PROBLEM TO SOLVE:
Copy the records exactly. Include every line.

Saved entries
-- Opening Marker --
PR #358, opened 2018-08-20
Command improvements

darxriggs:
* Make all instance variables private in all Command implementations
* Use @Override on all implemented methods in all Command implementations

### DIFF
--- a/src/main/java/org/jenkinsci/plugins/gitclient/CliGitAPIImpl.java
+++ b/src/main/java/org/jenkinsci/plugins/gitclient/CliGitAPIImpl.java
-- Closing Marker --
WRITTEN SOLUTION:
PR #358, opened 2018-08-20
Command improvements

darxriggs:
* Make all instance variables private in all Command implementations
* Use @Override on all implemented methods in all Command implementations

### DIFF
--- a/src/main/java/org/jenkinsci/plugins/gitclient/CliGitAPIImpl.java
+++ b/src/main/java/org/jenkinsci/plugins/gitclient/CliGitAPIImpl.java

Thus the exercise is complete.